Dimensions’ data quality is heavily correlated with the quality of the data source. This means that in some instances the first name has not been properly identified (e.g. if authors have inverted first names and last names, or only the initial is available). In many cultures, it is customary for women to change their family names when they marry. In this case, if they change their name to their husband’s, or if they attach both names together, it will not be possible to uniquely identify them. It is therefore likely that our methodology will over-count the number of women.

Spelling Variability

Languages which do not use the Latin alphabet will have been translated into Latin alphabet to fit into Wikidata as well as while publishing. Since there is no universal translation, this can lead to variations which cannot be resolved with simple letter matching. Therefore, for fields where there is a higher percentage of researchers from countries without the Latin alphabet, it will be harder to guess the gender from the name alone.

Country Variability

Genders are not always fixed to names. Some names are unisex, making it impossible to guess the gender with the name alone. There is also variability between countries, where a name can be fixed to one gender in a country (e.g. Simone is a man in Italy), but to another gender in another one (e.g. Simone is a woman in France). Since researchers are so mobile, using the country of publication would not necessarily help, as researchers with unisex names might still have moved to a country where their gender would be guessed differently.

Gender as Binary

Finally we have made the assumption that gender is binary, that is that the gender guesser tool assigns names as man, woman, or unknown, with no regard for gender being considered a spectrum. This could further exclude some researchers who have chosen gender-neutral pronouns, who have identified as another gender besides just male or female, or who have chosen not to specify their gender.

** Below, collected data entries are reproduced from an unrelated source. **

Issue #1025, opened 2022-09-10
'Socket is closed' when agent has no endpoint and uses WS


genaris:
After the fix #946, I noticed a problem when an agent does not have an endpoint (e.g. mobile agent not bound to a mediator yet) and uses WebSocket as outbound transport. 
 
As expected, the socket is being closed when DID Exchange is completed, but if another message (e.g. request a credential or request mediation) is immediately sent to the newly created connection, message sender will fail with an 'Socket is closed'  error. It seems like the socket is still opened when it checks if a session is opened, but it is effectively closed when the transporter calls ws.send() method.

If I wait some time before sending the next message (1 second or so) it works fine consistently, so that makes me think that it's just a synchronization issue in the WebSocket session handling.

PR #1337, opened 2023-02-23
fix: create new socket if socket state is 'closing'

niall-shaw:
Found issue where sending message fails with `Socket is not open.` when only using websocket transports (no http transports).

WS is used to create initial connection, and then starts before mediation request, causing socket state to update to 'CLOSING'. Since this is done before the `close` event is emitted, the relevant socket map value  of `WsOutboundTransport` hasn't been deleted yet, so when we try to send the next message too quickly this error case can happen.

### DIFF
--- a/packages/core/src/transport/WsOutboundTransport.ts
+++ b/packages/core/src/transport/WsOutboundTransport.ts
@@ -75,7 +75,7 @@ export class WsOutboundTransport implements OutboundTransport {
     // If we already have a socket connection use it
     let socket = this.transportTable.get(socketId)
 
-    if (!socket) {
+    if (!socket || socket.readyState === this.WebSocketClass.CLOSING) {
       if (!endpoint) {
         throw new AriesFrameworkError(`Missing endpoint. I don't know how and where to send the message.`)
       }


TimoGlastra (approved):

genaris:
I think this is related to the problem found in #1025

niall-shaw:
Any ideas why the test failed?

swcurran:
@jleach — could this be related to the “first credential delay” issue?  

Does this manifest in delays or in errors?

niall-shaw:
> Does this manifest in delays or in errors?

@swcurran in the use cases I was experimenting with, it always resulted in an error.

genaris (approved):
This is a very nice and elegant fix for this issue. 

I think in a near future we have to re-think a bit the way we handle WebSockets in inbound and outbound transporters, as IMHO one of the key purposes of them is to have avoid the need of re-opening and closing HTTP connections when there are several exchanges within a short time frame. So, even if a message does not have a return_route set, I think the socket should not be immediately closed but rather kept opened for some seconds (configurable if needed), so it can be re-used in case more messages are going to be sent.

niall-shaw:
@genaris @TimoGlastra - do you know why the tests are now failing? It doesn't make any sense to me why this change would cause the tests to fail

TimoGlastra:
The issues are not related to your PR. @genaris just made a PR to fix the CI issues, let's see if they pass now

Further development to improve our understanding of gender inclusion

It is widely agreed that gender equality has not been achieved in most, if not all, research fields. We created the two gender reports to point out, and desiccate the figures. We believe that more data would bring a better understanding, acceptance, and willingness to change. This data could either come through a more inclusive dataset, which could be crowdsourced in order to include different cultural aspects, but also from institutions being more open about their research staff demographics. With more transparency would come more ownership of the problem.

If you think you could contribute to the refinement of our data or our programs, we would love to hear from you. We are planning to hold a programming Hackathon for Ada Lovelace Day 2019 in October. During this event we hope to contribute to the creation of a more refined tool capable of better identifying the gender of researchers more inclusively, in order to give us the clearest picture of the current demographic of the research landscape across all fields of research, and to better help us address the challenges of underrepresentation with positive and better informed actions.